Recorded data

PR #510, opened 2023-09-08
fix: TODO in resolve_extension_ops: copy across input_extensions

acl-cqc:


croyzor (approved):
I don't think there's an easier way to construct nodes like this, but it comes up so often it should definitely be another constructor for `NodeType`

▶ _Required action_
Your reply should be an exact copy of every line from the line with "fix: TODO in" through the final line of the data, and nothing more.

▶ _Answer section_
fix: TODO in resolve_extension_ops: copy across input_extensions

acl-cqc:


croyzor (approved):
I don't think there's an easier way to construct nodes like this, but it comes up so often it should definitely be another constructor for `NodeType`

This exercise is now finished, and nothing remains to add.